可以发现，这么简单的一行代码，编译器会帮你产生那么多代码，可见为了达成本文的目标，在你的Scala项目中一定要多多使用case class。还有很多随着case class生成的方法，这里省略，仅关心和Mirror有关的元素。我们发现了思路： MirrorElemeTypes为(Int, String, Boolean)，如果生成(Monoid[Int], Monoid[String], Monoid[Boolean])的实例，就可以使用这些实例生成empty和combine方法了。我们先假定我们拥有了这样的实例，那么就可以这么生成：

object Monoid:
  // Previous defs...
  import scala.deriving._
  inline def genProductMonoid[A](m: Mirror.ProductOf[A], inst: IArray[Monoid[?]]): Monoid[A] = new Monoid[A]:
    extension[T](t: T) def iterate = t.asInstanceOf[Product].productIterator
    def empty: A = m.fromProduct(Tuple.fromIArray(inst.map(_.empty)))
    def combine(x: A, y: A): A = 
      val arr = inst.zip(x.iterate).zip(y.iterate).map {
        case ((m, x), y) => m.combine(x.asInstanceOf, y.asInstanceOf)
      }
      m.fromProduct(Tuple.fromIArray(arr))

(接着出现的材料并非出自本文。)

Issue #1056, opened 2023-01-04
shell --no-pty  on Linux not work


k-fire:
**Describe the bug:**
'\r': command not found 

The newline character under windows is \r\n, while the newline character under linux is\n.

use windows client:
![image](https://user-images.githubusercontent.com/40354487/210515277-c3ed83e4-6665-4198-b8d3-cda50f3812e7.png)
use linux client:
![image](https://user-images.githubusercontent.com/40354487/210515516-5742d16a-288e-4de0-91bf-183cd3f53888.png)

use windows client to control linux shell :
![image](https://user-images.githubusercontent.com/40354487/210518530-33cfb6d2-2a1b-4e2f-8b8f-9d5710748869.png)

PR #1228, opened 2023-05-10
Fixing new line discrepancy when the Sliver Client is Windows and the implant is not Windows

kernelpanic-bf:
#### Card
Related to issue: #1056 
Essentially the Windows Sliver client send "\r\n" to the implant even when its Linux session.

#### Details
I had to give tunnels.go `Start` function an additional parameter.
Because I only wanted the newline fix to be applied when it's actually required to prevent other workflows from breaking who are also using tunnels. Might as well not be necessary. 

Also I am not a Golang Guru but did try to find an efficient way to remove the `\r` from the data.

Hopefully this commit is somewhat decent, if not I am happy to receive any feedback and learn some things.

### DIFF
--- a/client/command/exec/execute-shellcode.go
+++ b/client/command/exec/execute-shellcode.go
@@ -154,7 +154,7 @@ func executeInteractive(ctx *grumble.Context, hostProc string, shellcode []byte,
 		return
 	}
 
-	tunnel := core.GetTunnels().Start(rpcTunnel.GetTunnelID(), rpcTunnel.GetSessionID())
+	tunnel := core.GetTunnels().Start(rpcTunnel.GetTunnelID(), rpcTunnel.GetSessionID(), false)
 
 	shell, err := con.Rpc.Shell(context.Background(), &sliverpb.ShellReq{
 		Request:   con.ActiveTarget.Request(ctx),
--- a/client/command/shell/shell.go
+++ b/client/command/shell/shell.go
@@ -24,6 +24,7 @@ import (
 	"io"
 	"log"
 	"os"
+	"runtime"
 
 	"github.com/bishopfox/sliver/client/command/settings"
 	"github.com/bishopfox/sliver/client/console"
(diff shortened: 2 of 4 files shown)


moloch--:
We'll need to fix this closer to client shell command, since the same tunnel code is used for TCP sockets this will replace `\n` with `\r\n` on windows in TCP streams.

moloch--:
I don't have a Windows system handy to test, but if my understanding of the bug is correct it's probably better to hook into the `os.Stdin` stream here: https://github.com/BishopFox/sliver/blob/master/client/command/shell/shell.go#L133 and drop the first two bytes or implement a filter.

kernelpanic-bf:
Thanks for the feedback! I did think about adding it to that place, but did not want to perform major changes on how stdin was forwarded. 

Didn't realise `shell.go runInteractive` function is used for other things as only tunnels created in that function will have the new line fix. But will investigate a bit further.
Anyhow it will be cleaner if only shell.go code is modified.

kernelpanic-bf:
Changed it up now with creating a filter reader object:
```go
type filterReader struct {
	reader io.Reader
}

func newFilterReader(reader io.Reader) *filterReader {
	return &filterReader{reader}
}

func (r *filterReader) Read(data []byte) (int, error) {
	n, err := r.reader.Read(data)
	if err != nil {
		return n, err
	}

	// Replace Windows new line
	if n >= 2 {
		if data[n-2] == byte('\r') {
			data = data[0 : n-2]
			data = append(data, byte('\n'))
			n -= 1
		}
	}

	return n, nil
}
```

Then changed the following https://github.com/BishopFox/sliver/blob/master/client/command/shell/shell.go#L133 to this:


``` go
        log.Printf("Reading from stdin ...")

	// Windows new line filtered reader
	var stdinReader io.Reader
	if runtime.GOOS == "windows" && session.OS != "windows" {
		stdinReader = newFilterReader(os.Stdin)
	} else {
		stdinReader = os.Stdin
	}

	n, err := io.Copy(tunnel, stdinReader)
	log.Printf("Read %d bytes from stdin", n)
```

Can send in a pull request for this one, but wanted to get some feedback before doing so.

moloch--:
Sorry for the delay been a busy couple weeks, this looks good for bonus points put the windows version behind a build constraint instead of an if statement.

PR #1260, opened 2023-06-02
New Client CLI

maxlandon:
## Summary

This PR is yet another attempt at providing an enhanced command-line interface to Sliver, by using a cobra-based CLI API. In addition to better console tools and helpers, this eventually enables to interact with implants from system shells.

## 1 - Core functionality changes
- Automatic command filtering based on implant OS/Arch/transports (also works for extensions):
  Examples include `execute-*` commands not available on non-Windows implants, `tasks` not available 
  on sessions, and `wg-socks/portfwd` on slivers not communicating via WireGuard.
- Ctrl-D interrupt handler for backgrounding implant.
- Readline shell library with full `.inputrc` support, near-native Emacs/Vim, solid code coverage
  and an enhanced set of commands for edition/completion/history usage. The console/cobra part of the
  completions is described in a section below.
- Smarter flag parsing for extensions and exec-style commands: cobra enables treating unknown flags as positional arguments.
  This parsing option is set on sliver macros/extensions. You might thus want to set it on other `exec-style` commands.
- Smarter console output logging (events and commands): all commands/events output is passed to the console application for printing: the latter determines, based on whether it is currently running a command or reading user input, how to display the output so as to maintain 1) consistency between command output and event ones, and 2) to let users keep using their shell at all times.
- Ability run commands on implants directly from CLI, with `sliver implant -S fdhl334ds <command>`: as described above, using cobra commands now allows to share the command API between different runtimes, and this PR adds a CLI command for one-off sliver commands.
  As described in the completion section, this also allows to benefit from various quality of life improvements, on all major shells.
- Cross-platform support provided by the readline/app libraries (Linux/MacOS/Windows.

## 2 - Commands API (declaration & access)
The bulk of this PR consists in changing the command API: commands declarations, and commands flag/arg/stuff access within commands.
You will notice that the commands are generated into a tree that is returned by a function: this is very important, as the console needs to regenerate this tree after each command invocation, and the completion engine uses its own copies of the tree to do its deeds.

### Changes in flags types
- As cobra support persistent flags, `--timeout` flags have been declared as persistent flags to each root command, and removed from childs. Theoretically (given how `console` works, you could even bind it only once to the menu, but it would then apply to all commands...)
- You will notice that for root commands which have flags of their own, they are declared in a separate flagset, to distinguish between persistent and non-persistent flags.
- All timeout flags have been declared with `flags.Int64P("timeout"....)`, and queried as such in the code.
- All ports flags have been changed to `flags.Uint32P()` (sometimes `Uint16` when you used this), and queried as such in the code.
- Many `--id` flags have been changed from `int` to `Int32P`, and queried as such in the code.
- Some commands accept unknown arbitrary flags (extensions/exec/cursed), as noted above.

### Command structure & menus
- Commands have been split into two different files/functions: (`command/server.go` and `command/sliver.go`), and each of those trees are bound to a distinct menu. Only the `use` command has been declared in both. See the suggestions section for something related to this new structure.
- All `ctx *grumble.Context` parameters have been replaced with `cmd *cobra.Command`. This will almost always refer to the target command, but this gives total access to the command tree of the active menu (eg. `command.Root()`, `command.Parent()`, etc).

### Other changes
- The help command code has been commented out, as the classic cobra works quite fine. I did not bother tinkering with this.
  This help command is now completed for all the command tree, and exists in addition to the various `--help` command flags.
- Loaded aliases and extensions don't show a "loaded x extensions" anymore, for various reasons. Errors are still printed.
- Important: commands are grouped with `Help topics`, but **all** subcommands DO NOT have such a topic, because it's not needed anymore (until you have a `git` command in sliver)
- Args are now access in each command's `args []string` parameter. Many accesses don't check for array length, as the command declaration uses one of the cobra builtin `cobra.MinimumArgs()` function.
- The `command/command.go` contains a few helper functions to more easily register command flagsets, flag completions, and command filters.

## 3 - Completions
Completions and active help (hints) for commands, flags, their arguments and other positional arguments are generated through the [carapace completion engine](https://github.com/rsteube/carapace), used as a library in the console application, or optionally (if users have installed it), with the CLI.
This is thus a required dependency of this PR. The various completers in the code (replaced when existing, or added by me), are implemented with the carapace API. If you intend to write completers in the future, I think that this library will ease your work and provide the biggest bang for your bucks. The library is reliable, easy to use, and very powerful should you need to go into details (I haven't in this PR).

Other notes:
- The carapace library is used through a replace directive: currently the ability to use carapace as a library is made with a patched fork I maintain, waiting for upstream to merge: the maintainer has not yet, because he is forethinking and wants to deal with various things first, in order, again, to do it as best as possible.
- Command/flag completion will also work through the builtin cobra completion scripts. Positional and flag arguments do not yet, and this is partly the goal of the carapace maintainer to enable this in a transparent way. So this will come down the road.
- Various `readline` options are available to modify the console completion behavior.
- The list of new completers is too long to be made here. Tab everywhere for a few days in a beefy environment to find them all.

## 4 - Other notable changes
- I have done a few fixes to extension/alias install commands on Windows clients, which did not work because of the usual filepath prefixes/slashes not correct.
- Since interacting with slivers directly from the system CLI will open more connections to the server (not even speaking of session/beacon ID completions), I have added a `user-connect` subcommand setting to `settings` (which is thus `false` by default), therefore users connect/disconnect events are not printed by default.
- The `cli` package has been adapted in order to correctly setup and bind the console, sliver commands, pre and post-runners, etc.
- Very little changes to the server `cli` package: only the console entrypoint. The server binary naturally does not include the `implant` subcommand for slivers interaction.
- Added dependencies: github.com/reeflective/console, github.com/reeflective/readline, github.com/rsteube/carapace, and various dependency updates related to these libs (they have relatively few dependencies though).
- Removed all grumble dependencies.

## 5 - Things to watch out for
- The server crashed once when using a CLI command completion. Happened only once, and I could not reproduce this, even with intensive invocations/tab completions. I must signal this nonetheless.
- I have not tested the `cursed console`, which now uses github.com/reeflective/readline. There should not be problems with it, but... I'm always a bit stressed.
- RAM usage. I've not run into performance issues, nor into prohibitive RAM usage, but one never knows.

## 6 - Merging notes
- Master has been merged in my branch, so Memfiles commands and RPC stuff are merged: note the order of `Msg` requests in `sliverpb/contants.go`, and modify it if needed.
- I just saw that @moloch pushed twenty-so commits to master since yesterday. I've not yet merged them back. I'm pushing this PR for you to read/test/try. Will merge back master during the weekend.
- This PR does not yet include the terminal output recording code.

## 7 - Suggestions
- I think you should declare the cobra command within each specific command package: the `server.go`,`sliver.go` commands start getting big, and are quite cluttered with flag sets/comps/positional argument completions declarations. 
- In addition, declaring those commands into their respective packages would allow you to more easily bind them to more than one menu, without having to redeclare them twice.

Hoping this will be useful !


maxlandon:
Please don't choke as hard as I did when rebasing this. Health at risk.

PR #1262, opened 2023-06-03
Windows new line fix when client is Windows and implant is not [v2]

kernelpanic-bf:
Previous close pull request:
https://github.com/BishopFox/sliver/pull/1228

#### Card
Related to issue: https://github.com/BishopFox/sliver/issues/1056
Essentially the Windows Sliver client send "\r\n" to the implant even when its Linux session.

#### Details

@moloch-- 
I followed your guidance on the build constraint, not sure if this is what you expected because having two files with almost the same code seems rather difficult. I had to do this way as build constraints can't be put on portions of the code (at least not that I am aware of).

I still need an if statement to check if the implant is not windows, otherwise it would break windows implants.

Let me know what your thoughts are.


moloch--:
You don't need to redefine the entire command in the windows build constraint, you only have to implement the function that differs.

PR #1284, opened 2023-06-07
Notxt dns

rwincey:
#### Added advanced option to DNS payload to not use TXT records
* Added ability to use AAAA DNS records instead of TXT records for comms given the prevalence of defensive signatures on DNS TXT records
* Added caching table that maps that most recent msgId for a DNS session from the task queue for situations where a custom DNS caching server/resolver is in use that sends multiple identical requests for the same message id in parallel. (Experienced this mid-operation)
* Added code to send clear messages after a data transfer from the server to ensure replays do not happen in DNS sessions


rwincey:
Curious what the hold up is on this merge into master?

rkervella:
> Curious what the hold up is on this merge into master?

Availability to review and test the code. We're busy that's all.

moloch-- (approved):

moloch--:
My apologies @rwincey I've was out on vacation for several weeks, and then got covid lol

PR #1311, opened 2023-06-25
Add command to task many implants at once

ActualTrash:
**Add support to task many sessions and beacons at once**
- Add the `taskmany` command to the sliver client which
  1. Asks the user to select a set of beacons or sessions (see below)
  2. Runs the specified action on each one

**Selection interface**
image

Right now taskmany only supports the following commands, but this can be trivially changed.
- cat
- cd
- chmod
- chown
- chtimes
- download
- execute
- ifconfig
- interactive
- ls
- mkdir
- mv
- netstat
- ping
- ps
- pwd
- rm
- upload

**Additional implementation considerations**
- I've considered adding this feature server-side to reduce network traffic between the operators and the C2 server, but this would increase complexity and some extra traffic between operators and C2 isn't a huge concern (as far as I'm concerned at least...)
- Rather than having to select the beacons / sessions each time, to have a sort of `usemany` command which will keep track of context. It seems like it would require either a lot of code changes or messy command hooking to handle corner cases and I'm not sure how much more useful it would actually be.


ActualTrash:
I'm realizing now that the merge conflict was because I was working off an old branch and between now and then the entire commands.go file was completely reorganized which is highly unfortunate.... I can fix this tomorrow.

moloch--:
Yea, with v1.6 is bringing some major updates to the console ui!

ActualTrash:
The branch should be up to date with master now. Let me know if I should make any other changes or enhancements!

moloch-- (approved):

PR #1349, opened 2023-07-12
Update Sliver installation script

n3rada:
This PR suggest some enhancements to the Sliver installation script based on my based on my user experience. The proposed changes include:
- Package manager update: Replacing the usage of `apt-get`  with `apt` for package installations, aligning with newer package management practices.
- Improved verbosity: Adding increased transparency by introducing informative log messages during the installation process, allowing users to track the progress and actions taken by the script.
- Symbolic link handling: Incorporating a forced symbolic link (`ln -sf`) approach to ensure successful installation even when an existing symbolic link already exists.
- Adoption of best practices.

I was wondering whether it wouldn't be interesting to allow the `update` function in `sliver` to use this script. I may be wrong in linking the two uses though.


docs/install
```diff
@@ -1,50 +1,42 @@
...
-
-if [ -n "$(command -v apt-get)" ]
-then
+# Determine OS type
+# Debian-based OS (Debian, Ubuntu, etc)
+if command -v apt &> /dev/null; then
+    echo "Installing dependencies using apt..."
     DEBIAN_FRONTEND=noninteractive apt-get install -yqq \
         gpg curl build-essential git \
         mingw-w64 binutils-mingw-w64 g++-mingw-w64
```
rkervella, line 17: Looks like you didn't really replace the use of `apt-get` by `apt`, but just the check about the `apt` binary existing on the system.

rkervella (changes requested):
Looks good to me, one minor change and we should be good to merge.

rkervella:
@n3rada you'll need to sign your commits so we can merge.

docs/install
n3rada: I forgot it!

rkervella:
As for the integration with `update`, it's probably better at this point not linking the two. There might be scenarios where people don't want to run the script and update manually.

n3rada:
First use of the GPG key for my Github. Lately, but not last! Everything OK?

rkervella:
> First use of the GPG key for my Github. Lately, but not last! Everything OK?

image
Looks like you forgot to sign the last commit.

n3rada:
How could I sign already pushed ones?

n3rada:
Ok, I am lost. Could you please delete this PR and i made a cleaner one?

可以看见我们的做法是把元素转为一个Tuple，然后使用fromProduct方法构造这样的类，因为Tuple实现了Product。获取类里面的元素也是利用了case class实现了Product接口，所以可以直接利用这个生成元素，然后再让里面的元素通过Monoid实例处理，就能实现Monoid的组合。

那我们要如何将Monoid召唤出来呢？考虑到MirroredElemLabels是一个Tuple，而Scala3对Tuple的解构和List类似，(Int, String, Boolean)其实等价于Int *: String *: Boolean *: EmptyTuple，所以可以写一个递归的算法来实现：

inline def summonMonoids[T <: Tuple]: List[Monoid[?]] =
  inline erasedValue[T] match
    case _: EmptyTuple => Nil
    case _: (t *: ts) => summonInline[Monoid[t]] :: summonMonoids[ts]

这里erasedValue[T]是你没有T的实例，却想要对T的类型做模式匹配的时候可以使用的方法，仅能在inline函数中做inline match。在拥有了这些东西之后，我们就可以编写最重要的derived函数了，因为derives语法糖就是调用这个函数。

object Monoid:
  // Previous defs...
  inline def derived[A](using m: Mirror.ProductOf[A]) = 
    val insts = IArray.from(summonMonoids[m.MirroredElemTypes])
    genProductMonoid(m, insts)

此时就可以大胆为ISB写derives了：

case class ISB(i: Int, s: String, b: Boolean) derives Monoid

val yj = ISB(114, "yj", false)
val snpi = ISB(400, "snpi", true)
val yjsnpi = ISB(514, "yjsnpi", true)
assert(yj |+| snpi == yjsnpi)

注意typeclass是可以组合的，即我们可以：

case class Homo(age: Int, data: ISB) derives Monoid

val hYj = Homo(21, yj)
val hSnpi = Homo(3, snpi)
val hYjsnpi = Homo(24, yjsnpi)
assert(hYj |+| hSnpi == hYjsnpi)

总结

其实让Scala编译变慢的方法十分简单，多用Scala特有的特性就行了。这些特性其实道理是一致的，就是让编译器帮你做了你本该做的活。事实上，虽然你的编译时间增加了，你实际上消耗的时间却减少了，因为编译器对你正确性的证明做的比人快。